Thoughts about Quality of XML based Specifications...

ttrapp · ‎05-18-2007

Some things seem to be so simple that we don’t spend much time to question them. For example: how do we code the day of a week in a specification for data exchange. For an XML Schema expert this is an easy exercise to define a code list as an enumeration data type:

<xs:simpleType name="day">
     <xs:restriction base="xs:string">
          <xs:enumeration value="Mon"/>
          <xs:enumeration value="Tue"/>
          <xs:enumeration value="Wed"/>
          <xs:enumeration value="Thu"/>
          <xs:enumeration value="Fri"/>
             <xs:enumeration value="Sat"/>
          <xs:enumeration value="Sun"/>
                </xs:restriction>
</xs:simpleType>

But is it reasonable? There are doubts:

If one code in a code list changes, we have to exchange the XML schema. This is easy in an EAI scenario but in B2B with lots of partners this can be difficult.
Some code lists are huge – think of medical classifications. As a consequence we would get huge schemata and validation against them will be time consuming.
And even if one code is wrong, should we reject the whole document?

But there are other difficulties. Every French patriot will explain to you that {‘Lun’, ‘Mar’, ‘Mer’, ‘Jeu’, ‘Ven’, ‘Sam’} is the better code list. This leads to following general questions:

Which representation for a code list should we use?
Is my code list complete? Usually different user define different subsets od code lists.
Which representation of a code list do we need in a particular situation?
Are there other subsets that are more reasonable? Are we able to put those subsets together if it should be necessary?
Supposed a standardization of different code list is not possible because they coexist in different specifications. How can we define proper mappings between them? Can we define standardized mappings to translate different representations of code lists?

And what about code lists in classical, non-XML based specifications? If you look at specifications for data exchange between german compulsory health insurance and other institutions you will recognize that there are lots of proprietary code lists. We have to copy them from PDF documents to program proper mappings. There is no standard software we can use to scan the payload for incorrect codes.

In fact it would be useful if there would be a formal definition of code lists and standard software that performs mappings or can validate documents against formal definitions. With XML technology we have the chance to do it better.

Code Lists in XML based Specifications

Let’s take a look at some specifications for data exchange and study how they deal with code lists. For me it was surprising that simple data types are not that common as I expected. Some standards chose a different approach:

FpML (Financial Product Market Language - a financial XML specification) decided not define simple data types, instead they refer to an external scheme containing code lists. UBL and MDDL chose a similar approach.
Health care specifications like HL7 Messages or CDA (and its german adaption SCIPHOX) use OIDs to define code lists. OID is a short form for Object Identifier and has it‘s origin outside XML. They are unique alphanumeric identifiers registered under the ISO registration standard to reference a specific object or object class: institutions, classifications or even records. The code lists defined by OIDs are not defined by schemata and there is no way to validate them. We code the OID in an S attribute and the OID version in the SV attribute; you find the code in the V attribute:
```
<fachgruppe V="060" S="1.2.276.0.76.5.114" SV="1.00"/>
```
The german standard eHealthData which is similar to SCIPHOX uses OIDs, too, but delivers code lists within an XML document. In fact it has a very tricky mechanism that can ensure that the codes are unique within a code list and that codes in the payload are valid according to the code list specified in an XML schema. I recommend that everyone who is interested in advanced XML schema design should study this specification and especially the schema keytabs.xsd.
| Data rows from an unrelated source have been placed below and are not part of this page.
PR #13, opened 2024-07-25
funds-manager: Add gas refuel api

joeykraut:
### Purpose
This PR adds an API endpoint for refueling gas. We segment the vaults from which gas and quoter funds are drawn to more accurately track and allocate our custodied funds.

### Testing
- Hit the endpoint to withdraw gas to a personal wallet

### DIFF
--- a/funds-manager/funds-manager-server/src/handlers.rs
+++ b/funds-manager/funds-manager-server/src/handlers.rs
@@ -3,13 +3,17 @@
 use crate::custody_client::DepositWithdrawSource;
 use crate::error::ApiError;
 use crate::Server;
-use funds_manager_api::{DepositAddressResponse, WithdrawFundsRequest};
+use funds_manager_api::{DepositAddressResponse, WithdrawFundsRequest, WithdrawGasRequest};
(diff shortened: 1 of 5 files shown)


funds-manager/funds-manager-server/src/handlers.rs
```diff
@@ -3,13 +3,17 @@
...
 use std::collections::HashMap;
 use std::sync::Arc;
 use warp::reply::Json;
 
 /// The "mint" query param
 pub const MINT_QUERY_PARAM: &str = "mint";
+/// The asset used for gas (ETH)
+pub const GAS_ASSET_NAME: &str = "ETH";
+/// The maximum amount of gas that can be withdrawn at a given time
+pub const MAX_GAS_WITHDRAWAL_AMOUNT: f64 = 0.1; // 0.1 ETH
```
akirillo, line 16: don't mind having this as a constant here, but: 1) we should also make sure this limit is set in FB, and 2) this seems to be unused

akirillo (approved):

PR #16, opened 2024-07-26
funds-manager: fee-indexer: Allow withdrawal of fees to custody

joeykraut:
### Purpose
This PR adds an endpoint to withdraw redeemed fees from fee collector Renegade wallets into our custody stack. This is brokered by the relayer which manages the fee collection wallets.

### Testing
- Redeemed a number of fees and then withdrew them into Fireblocks

### DIFF
--- a/funds-manager/funds-manager-server/src/fee_indexer/fee_balances.rs
+++ b/funds-manager/funds-manager-server/src/fee_indexer/fee_balances.rs
@@ -1,13 +1,32 @@
 //! Fetch the balances of redeemed fees
 
+use crate::custody_client::DepositWithdrawSource;
 use crate::db::models::WalletMetadata;
 use crate::error::FundsManagerError;
-use renegade_api::types::ApiWallet;
-use renegade_common::types::wallet::derivation::derive_wallet_keychain;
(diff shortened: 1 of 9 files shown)


funds-manager/funds-manager-server/src/fee_indexer/fee_balances.rs
```diff
@@ -38,8 +87,88 @@ impl Indexer {
...
 
-        // Fetch the wallet from the relayer
-        let wallet = self.relayer_client.get_wallet(wallet_metadata.id, &root_key).await?;
-        Ok(wallet.wallet)
+        // Fetch the wallet from the relayer and replace the keychain so that we have
+        // access to the full set of secret keys
+        let mut wallet =
+            self.relayer_client.get_wallet(wallet_metadata.id, &root_key).await?.wallet;
+        let keychain =
+            derive_wallet_keychain(&eth_key, self.chain_id).map_err(FundsManagerError::custom)?;
```
akirillo, line 95: do we need to re-derive the keychain here? we can just use the one derived on line 86

akirillo (approved):

PR #19, opened 2024-07-29
funds-manager: Add endpoint to create new hot wallets

joeykraut:
### Purpose
This PR adds an endpoint to create a new hot wallet. Each hot wallet backs a singular vault for which it "caches" funds. We map hot wallets to vaults in a 1:1 manner to properly segment funds by their intended use. 

The hot wallet metadata is stored in the `FundsManager` database, and the private key is stored in AWS secrets manager.

### Testing
- Created hot wallets for each of our existing vaults

### DIFF
--- a/funds-manager/funds-manager-server/src/custody_client/hot_wallets.rs
+++ b/funds-manager/funds-manager-server/src/custody_client/hot_wallets.rs
@@ -1,0 +1,43 @@
+//! Handlers for managing hot wallets
+//!
+//! We store funds in hot wallets to prevent excessive in/out-flow from
+//! Fireblocks
+
+use ethers::{
+    signers::{LocalWallet, Signer},
+    utils::hex::ToHexExt,
+};
+use rand::thread_rng;
+use tracing::info;
+
+use super::CustodyClient;
+use crate::{error::FundsManagerError, helpers::create_secrets_manager_entry_with_description};
+
+impl CustodyClient {
+    /// Create a new hot wallet
+    ///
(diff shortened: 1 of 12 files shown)


funds-manager/funds-manager-server/src/custody_client/hot_wallets.rs
```diff
@@ -0,0 +1,42 @@
...
+        let private_key = wallet.signer().to_bytes();
+
+        // Store the private key in Secrets Manager
+        let secret_name = format!("hot-wallet-{}", address);
+        let secret_value = hex::encode(private_key);
+        create_secrets_manager_entry_with_description(
+            &secret_name,
+            &secret_value,
+            &self.aws_config,
+            "Hot wallet private key",
```
akirillo, line 33: nit: can we have this description (and perhaps the secret name) include which FB vault this hot wallet is for? is very helpful for discoverability if we ever need to manually find the secret

funds-manager/funds-manager-server/src/handlers.rs
```diff
@@ -129,3 +129,18 @@ pub(crate) async fn withdraw_fee_balance_handler(
 
     Ok(warp::reply::json(&"Fee withdrawal initiated..."))
 }
+
+/// Handler for creating a hot wallet
+pub(crate) async fn create_hot_wallet_handler(
```
akirillo, line 134: should we have this handler check against a hot wallet already existing in the DB for the given vault? allowing this may confuse subsequent lookup logic

akirillo (approved):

The german eGovernment standard XMeld refers to external code lists, too:

<statusderwohnung>
  <tabelle>http://www.osci.de/xmeld11/spezifikation#schluesseltabelle.5</tabelle>
  <schluessel>0</schluessel>
</statusderwohnung>

Genericodes

Up to now there are no techniques to validate XML documents against external code lists I mentioned above. But XML infrastructure offers tools to select codes from XML documents together with code lists that are identified using URIs. But at first we need a generic method for describing code lists and different representations of them. We need a versioning mechanism and a method to define subsets code lists.
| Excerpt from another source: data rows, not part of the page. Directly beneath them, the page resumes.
PR #20, opened 2024-07-30
funds-manager: Add endpoint to fetch token balances for hot wallets

joeykraut:
### Purpose
This PR adds an endpoint to query the token balances for hot wallets on-chain. The endpoint fetches all hot wallets and takes the desired mints as query parameters and looks them up on their ERC20 contracts.

### Testing
- Tested the endpoint locally against a hot wallet I funded with a dummy erc20

### DIFF
--- a/funds-manager/funds-manager-server/src/handlers.rs
+++ b/funds-manager/funds-manager-server/src/handlers.rs
@@ -6,14 +6,15 @@ use crate::Server;
 use bytes::Bytes;
 use funds_manager_api::{
     CreateHotWalletRequest, CreateHotWalletResponse, DepositAddressResponse, FeeWalletsResponse,
-    WithdrawFeeBalanceRequest, WithdrawFundsRequest, WithdrawGasRequest,
+    HotWalletBalancesResponse, WithdrawFeeBalanceRequest, WithdrawFundsRequest, WithdrawGasRequest,
 };
+use itertools::Itertools;
 use std::collections::HashMap;
 use std::sync::Arc;
 use warp::reply::Json;
 
-/// The "mint" query param
-pub const MINT_QUERY_PARAM: &str = "mint";
+/// The "mints" query param
+pub const MINTS_QUERY_PARAM: &str = "mints";
 /// The asset used for gas (ETH)
 pub const GAS_ASSET_NAME: &str = "ETH";
 /// The maximum amount of gas that can be withdrawn at a given time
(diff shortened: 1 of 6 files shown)


funds-manager/funds-manager-server/src/handlers.rs
```diff
@@ -67,8 +68,8 @@ pub(crate) async fn get_deposit_address_handler(
     query_params: HashMap<String, String>,
     server: Arc<Server>,
 ) -> Result<Json, warp::Rejection> {
-    let mint = query_params.get(MINT_QUERY_PARAM).ok_or_else(|| {
-        warp::reject::custom(ApiError::BadRequest("Missing 'mint' query parameter".to_string()))
+    let mint = query_params.get(MINTS_QUERY_PARAM).ok_or_else(|| {
+        warp::reject::custom(ApiError::BadRequest("Missing 'mints' query parameter".to_string()))
```
akirillo, line 72: pedantic nit: I would keep this parameter as the singular `mint` to make the API more readable (at the expense of an extra constant)

funds-manager/funds-manager-server/src/main.rs
```diff
@@ -342,13 +342,19 @@ async fn main() -> Result<(), Box<dyn Error>> {
...
-        .and(warp::path(CREATE_HOT_WALLET_ROUTE))
         .and(with_hmac_auth(server.clone()))
         .map(with_json_body::<CreateHotWalletRequest>)
         .and_then(identity)
         .and(with_server(server.clone()))
         .and_then(create_hot_wallet_handler);
 
+    let get_hot_wallet_balances = warp::get()
+        .and(warp::path("hot-wallets"))
+        .and(with_hmac_auth(server.clone()))
```
akirillo, line 353: better to be on the safe side, but does this endpoint need hmac auth? i thought the idea was just to protect the "write" / post endpoints

akirillo (approved):

funds-manager/funds-manager-server/src/main.rs
joeykraut: without hmac auth anyone would be able to view our balances, that's certainly not okay

funds-manager/funds-manager-server/src/handlers.rs
joeykraut: disagree that it's more readable, i'll keep it this way. this is a very common pattern to accept list arguments

PR #145, opened 2023-07-19
Improve log message

tmaier:
`... '#{resolved_path}' from #{resolved_path}` makes no sense, as it references the same variable twice.

We can just drop the last one from the warning


brenogazzola:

And this is exactly what OASIS proposed: OASIS has released the committee draft of genericode 1.0, the OASIS Code List Representation XML format, for public review, see http://www.genericode.org/.
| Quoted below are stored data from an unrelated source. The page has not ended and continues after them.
PR #155, opened 2023-09-28
Add support for digest_class config

aduth:
This pull request proposes to add support for a `digest_class` configuration, to override the behavior of asset digesting.

**Why?**

- More control over how the digest is computed.
   - In our use-case, my interest is more in being able to shorten the length of the digest from 32 characters to 7 or 8 characters, and this is a roundabout way of doing that while offering greater overall control.
- Feature parity with [the equivalent Sprockets configuration](https://github.com/rails/sprockets/blob/5b040f3bec503ded8a98c0c911c7a77dd1f5bf1b/lib/sprockets.rb#L26), to streamline the process of migrating from Sprockets to Propshaft.

**Open Questions:**

- Should this have any impact on the behavior of `already_digested?`, whose implementation may vary depending on the digest logic?
- Is there a better way to "pass down" configuration options than carrying along the constructor argument as proposed here?
   - I was largely following the prior art of how `version` was passed along
- If there's not an interest in adding this configuration, would there be more reception to either (a) allowing the digest length to be configuration, or (b) changing the default to a shorter length? Either of these would satisfy at least my own intended use-case.

### DIFF
--- a/lib/propshaft/asset.rb
+++ b/lib/propshaft/asset.rb
@@ -2,10 +2,13 @@ require "digest/sha1"
 require "action_dispatch/http/mime_type"
 
 class Propshaft::Asset
-  attr_reader :path, :logical_path, :version
+  attr_reader :path, :logical_path, :digest_class, :version
 
-  def initialize(path, logical_path:, version: nil)
-    @path, @logical_path, @version = path, Pathname.new(logical_path), version
+  def initialize(path, logical_path:, digest_class: Digest::SHA1, version: nil)
+    @path         = path
+    @logical_path = Pathname.new(logical_path)
+    @digest_class = digest_class
+    @version      = version
   end
 
   def content
@@ -21,7 +24,7 @@ class Propshaft::Asset
   end
 
   def digest
-    @digest ||= Digest::SHA1.hexdigest("#{content}#{version}")
+    @digest ||= digest_class.hexdigest("#{content}#{version}")
   end
 
   def digested_path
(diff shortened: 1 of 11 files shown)


lib/propshaft/asset.rb
```diff
@@ -21,7 +24,7 @@ def length
   end
 
   def digest
-    @digest ||= Digest::SHA1.hexdigest("#{content}#{version}")
+    @digest ||= digest_class.hexdigest("#{content}#{version}")
```
zachmargolis, line 27: Do you think that this would be more flexible/clear if `digest_class` was a `Proc`? I know that the sprockets config was `digest_class`, but if we wanted to provide custom behavior, we'd have to dig in to the source to find out that we call `#hexdigest` on it, but a proc might have a more obvious interface?

```suggestion
    @digest ||= digester.call("#{content}#{version}")
```

and something like in the default configs
```ruby
digester: ->(content_version) { Digest::SHA1.hexdigest(content_version) }
```

aduth: I think if this were a greenfield feature, I'd agree and prefer something like what you've proposed.

In this case, I definitely leaned more on the Sprockets compatibility angle, even if it ends up being more clunky to use in our specific use-case.

I'd be curious for the maintainer's take on whether Sprockets compatibility is a desirable approach, vs. rethinking how best this option might be exposed.

brenogazzola:
@aduth Thank you for the PR, however one of the reasons we've built this gem was to have a clean slate to work on compared to Sprockets. This means that feature parity with Sprockets is the opposite of what we want. We can revisit this at a later date, whoever as long was Sprockets is supported, features that are not core to Propshaft (full support for no build, better support for builders) are not our focus.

This specification defined an abstract model in XML Schema and UML with three elements:

ColumnSet defines a set of columns and keys that can be re-used in code list definitions,
Codelist defines a simple or derived code list,
CodelistSet defines a set of code list versions.

Draft versions of genericodes are used by FpML. Here's an example to refer to USD as currency unit:

USD

Summary

Simple data types are not very useful for data exchange specifications and modern approaches use external schemes. Genericodes provide a generic data model for code lists that uses ideas from relational databases. It also supports versioning and changes.

The next step is the creation of a infrastructure for managing code lists, perform mappings based on code lists and validation against code lists.